WHAT THE EXERCISE ASKS - Set out each line from the following listing that includes the word "position".

** GIVEN ENTRIES follows **

PR #2116, opened 2026-06-04
Gun Tweaks for the Peaks of Freaks

mklave4d6v8:
Adds a few parameters to guns and bullets

Bullet parameters:
damageFalloff - How much damage this bullet loses during its travel. If not defined, this bullet should always deal full damage.
damageFalloffTime - How long until this bullet's damage is reduced to damageFalloff's multiplier. If not defined, this parameter defaults to despawnTime.
damageFalloffDelay - How long until this bullet's damage starts to reduce.
trajectoryCurveX - How much velocity, each tick, should be applied in a random X direction.  Used to make bullets curve off their trajectory mid-flight. (These are similar in function to bulletSpreadFactor, but are NOT the same as it!)
trajectoryCurveY - How much velocity, each tick, should be applied in a random X direction.  Used to make bullets curve off their trajectory mid-flight.
trajectoryCurveDelay - How long, in ticks, the bullet should take before applying trajectory curves. Used to keep bullets straight for a set amount of time.

bulletDamageFactor - How much to multiply this bullet's damage. 0 is the bullet's defined amount, -1 will disable bullet damage, and 1 will deal double damage.

### DIFF
--- a/mccore/src/main/java/minecrafttransportsimulator/rendering/RenderText.java
+++ b/mccore/src/main/java/minecrafttransportsimulator/rendering/RenderText.java
@@ -430,6 +430,11 @@ public class RenderText {
                 wrapWidth = 0;
             }
 
+            //Convert the scaled pixel width into the unscaled font coordinate space used
+            //to lay out glyphs.  Do this before the world-space 1/16 scale conversion:
+            //wrapWidth is defined in pixels for both GUI and world text.
+            wrapWidth /= scale;
+
             //Reduce scale by 16 if we're not using pixel coords.
             //Entity rendering systems calling this function feeding params will scale in block coords.
             //We need to be be in pixel coords for all the rendering operations here.
@@ -448,9 +453,6 @@ public class RenderText {
             } else if (alignment.equals(TextAlignment.RIGHT_ALIGNED)) {
                 alignmentOffset = -stringWidth;
             }
-
-            //Adjust wrapWidth to account for total scale.
-            wrapWidth /= scale;
 
             //The following rendering setup code operates on the assumption of a 1.0 scale.
             //This function sets up the font using the paramters defined above, and sets all UV points.


dldev32:
I don't think it's a good idea to simulate improved bullet ballistics using these methods. The current implementation already assumes that armor penetration drops as bullet velocity decreases. Why not simply extend the code and add the same for damage? Just like a curved trajectory, a bullet doesn't behave this way in flight if you set a predictable motion for it. Bullet lateral movement is usually affected by factors like wind, temperature, and other weather conditions, but this isn't implemented in the IV, even though it would be much better than simply a fixed spread/trajectory value.

mklave4d6v8:
1. Because I'm not aiming for ballistic simulation at all - I'm treating our bullet system like a conventional game would. On top of that, we do already reduce damage as the bullet loses velocity https://github.com/DonBruce64/MinecraftTransportSimulator/pull/2116/changes#diff-5e3c98a79b5c7255cf93e6314db8a52dac6af790fef8ef1e7b1c9cd163e4b6bdR349 https://github.com/boot2big/MinecraftTransportSimulator-CBfork/blob/d6b595af48cc67d5a2ce9c5023e8b96c66b739b3/mccore/src/main/java/minecrafttransportsimulator/entities/components/AEntityF_Multipart.java#L362 BUT this is not what I wanted. In addition, there's no easy way to do damage rampup for more arcadey style guns (which, if I recall, may have even been patched out anyways!) This ensures full control of how much *base damage* the bullet is supposed to do, and when; don't forget that this applies *before* the aforementioned velocity calculations.
2. You're right, we don't have atmospheric conditions. I don't want those! I want a way for my bullet to travel in a straight line for a certain amount of time, *then* have it deviate *later*. This way I can have, say, a shotgun that has tight spread in close quarters, manageable spread at the mid-range, before finally becoming useless at long-range. (As opposed to our current system where... you either get a sniper-shotty, or something useless outside of melee range.)

I'd be willing to work with you on an alternate code snippet for damage falloff, so long as it can handle negative falloff (rampup.) Bullet curve is non-negotiable, I've never truly been satisfied with how bullet spread plays out in MTS. I don't mind the initial spread itself, but I dislike losing any amount of spread control once the bullet leaves the gun... it doesn't have to _be realistic_, it just needs to _feel immersive_

LauraDarkez:
honestly, im agreeing with cb here, theres no reason this method cant be implemented for immersion and function over realism.

mccore/src/main/java/minecrafttransportsimulator/entities/instances/EntityBullet.java
```diff
@@ -187,6 +196,27 @@ public void update() {
                 motion.y -= definition.bullet.gravitationalVelocity;
             }
 
+            //Add spread forces, once we've counted down our spread timer.
+            if (ticksExisted > definition.bullet.trajectoryCurveDelay) {
+                motion.x -= trajectoryCurvatureVelocityX;
+                motion.y -= trajectoryCurvatureVelocityY;
```
mklave4d6v8: this moron didn't use her brain and applied cardinal motion relative to the world!! 

https://tenor.com/view/scream-laughing-brown-cat-lmao-rofl-gif-14057163617344906417

mccore/src/main/java/minecrafttransportsimulator/entities/instances/EntityBullet.java
```diff
@@ -100,7 +106,10 @@ public EntityBullet(Point3D position, Point3D motion, RotationMatrix orientation
             velocityToAddEachTick = 0;
             motionToAddEachTick = null;
         }
+        this.trajectoryCurvatureVelocityX = Math.random() >= 0.5 ? definition.bullet.trajectoryCurveX : definition.bullet.trajectoryCurveX * -1;
```
mklave4d6v8: still too straight. it needs to be as gay and wiggly as the most peak identities of all time

mklave4d6v8 (commented):
i'm stupid and need to fix this

mccore/src/main/java/minecrafttransportsimulator/entities/instances/EntityBullet.java
```diff
@@ -101,6 +108,7 @@ public EntityBullet(Point3D position, Point3D motion, RotationMatrix orientation
             motionToAddEachTick = null;
         }
         this.despawnTime = definition.bullet.despawnTime != 0 ? definition.bullet.despawnTime : 200;
+        this.damageFalloffTimer = definition.bullet.damageFalloffTime != 0 ? definition.bullet.damageFalloffTime : this.despawnTime;
```
DonBruce64: Should be damageFalloffTime.  Not a timer, this is a value.  Also helps to make it match JSON.

mccore/src/main/java/minecrafttransportsimulator/jsondefs/JSONBullet.java
```diff
@@ -44,6 +44,15 @@ public static class Bullet {
         @JSONDescription("How much damage this bullet does.  Is set to 1/5 the diameter if left out.  Note that 'water' type bullets don't damage things, no matter this value.")
         public float damage;
 
+        @JSONDescription("How much damage this bullet loses during its travel. If not defined, this bullet should always deal full damage.")
```
DonBruce64: Perhaps tweak this to mention that velocity plays a part in this "full damage" formula.  Or do you mean for entities?  Cause I thought we reduced damage for slower bullets for them and vehicles, so it would be important to note here in the JSON so PA's don't get confused why their math isn't mathing or they have damage reduction when this isn't set.

mccore/src/main/java/minecrafttransportsimulator/jsondefs/JSONPart.java
```diff
@@ -451,6 +451,9 @@ public static class JSONPartGun {
         @JSONDescription("How much spread the bullet will have when fired.  0 is no spread, higher values have higher spread.")
         public float bulletSpreadFactor;
 
+        @JSONDescription("How much to multiply this bullet's damage. 0 is the bullet's defined amount, -1 will disable bullet damage, and 1 will deal double damage.")
```
DonBruce64: I would LC this to a value of 1.  A factor should be from 0->1+, having 0 be standard and negative lower is confusing.  Also then -1 plays heck for code, one should just be able to set it to 0 and have it be no damage.  Though I suppose that would make LCs bring it back up to 1.  You thinking of having guns that by default don't deal any damage?  That's the only issue I could see with setting it this way.  But math-wise having it be 0 does standard doesn't make intrinsic sense, even if you're making for less parameters for PAs.

mccore/src/main/java/minecrafttransportsimulator/entities/instances/EntityBullet.java
```diff
@@ -88,7 +95,7 @@ public EntityBullet(Point3D position, Point3D motion, RotationMatrix orientation
         this.gun = gun;
         this.bulletNumber = bulletNumber;
         gun.currentBullet = this;
-        this.isBomb = gun.definition.gun.muzzleVelocity == 0;
+        this.isBomb = gun.muzzleVelocityVar.currentValue == 0;
```
DonBruce64: Good catch on this.

mccore/src/main/java/minecrafttransportsimulator/entities/instances/EntityBullet.java
```diff
@@ -187,13 +195,29 @@ public void update() {
...
             //Add motion requested watch tick we are accelerating.
             boolean notAcceleratingYet = definition.bullet.accelerationDelay != 0 && ticksExisted < definition.bullet.accelerationDelay;
             if (velocityToAddEachTick != 0 && !notAcceleratingYet && ticksExisted - definition.bullet.accelerationDelay < definition.bullet.accelerationTime) {
                 motionToAddEachTick.set(0, 0, velocityToAddEachTick).rotate(orientation);
                 motion.add(motionToAddEachTick);
             }
 
+            //Add turbulent forces, if we're unstable and once we've counted down our curve and accel timers.
+            if ((notAcceleratingYet || ticksExisted > (definition.bullet.accelerationDelay + definition.bullet.accelerationTime)) && ticksExisted > definition.bullet.trajectoryCurveDelay && definition.bullet.trajectoryCurveStability <= Math.random()) {
+                this.trajectoryCurvatureInvertX = Math.random() >= 0.5 ? true : false;
```
DonBruce64: For booleans, don't do ? true : false.  That's redundant.  Booleans will self-assign as boolean.  What you're doing is the old if (condition) == true, and that makes programmers cry.

DonBruce64 (changes requested):

mccore/src/main/java/minecrafttransportsimulator/jsondefs/JSONPart.java
mklave4d6v8: Actually, I had intended for -1 to work as damage "rampup" (where you deal less damage when at closer range), thus why I set it up this way. I *could* LC/Default it to 1 and have a boolean or something of the sort to invert it, if having falloff and rampup in mind would work better this way...

mccore/src/main/java/minecrafttransportsimulator/entities/instances/EntityBullet.java
mklave4d6v8: I was eepy sleepy when I wrote that, sowwy. ):

mccore/src/main/java/minecrafttransportsimulator/jsondefs/JSONBullet.java
mklave4d6v8: We *do technically* reduce damage for both vehicles and entities when bullets slow down, but I wanted a solution for damage falloff that didn't require slowing down boolet, and it also got very wonky when trying to speed up bullets for rampup. 

That being said, can reword this to better reflect how the damage formulae works.

mccore/src/main/java/minecrafttransportsimulator/entities/instances/EntityBullet.java
mklave4d6v8: :3

I also caught us not accounting for config values if boolets are marked as `isHeat`, on line 343 where we handle damage calculations. It seemed like it wasn't right in testing, though I'd never been one to tweak my boolets using config all too often.
https://github.com/DonBruce64/MinecraftTransportSimulator/pull/2116/changes#diff-5e3c98a79b5c7255cf93e6314db8a52dac6af790fef8ef1e7b1c9cd163e4b6bdR343

mccore/src/main/java/minecrafttransportsimulator/jsondefs/JSONPart.java
DonBruce64: Ahh, that makes more sense then.  You're using it as a modifier, not a factor.  That's just fine as a 0 is default positive is falloff, negative means gain.  I'm good as-is with this!

mccore/src/main/java/minecrafttransportsimulator/entities/instances/EntityBullet.java
DonBruce64: I think the heat bullets just do specific damage values?  But that's more a note for @dldev32 to ponder for perhaps a quick PR.  I don't know if that would require changes down the road or if that's defined behavior as I'm not familiar with heat stuff.

mccore/src/main/java/minecrafttransportsimulator/jsondefs/JSONBullet.java
DonBruce64: Re-wording accepted, and understood about wanting to change boolet behavior.  Sometimes, parameter is easier than physics.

** End of GIVEN ENTRIES **

TASK RESPONSE -
@@ -100,7 +106,10 @@ public EntityBullet(Point3D position, Point3D motion, RotationMatrix orientation
@@ -101,6 +108,7 @@ public EntityBullet(Point3D position, Point3D motion, RotationMatrix orientation
@@ -88,7 +95,7 @@ public EntityBullet(Point3D position, Point3D motion, RotationMatrix orientation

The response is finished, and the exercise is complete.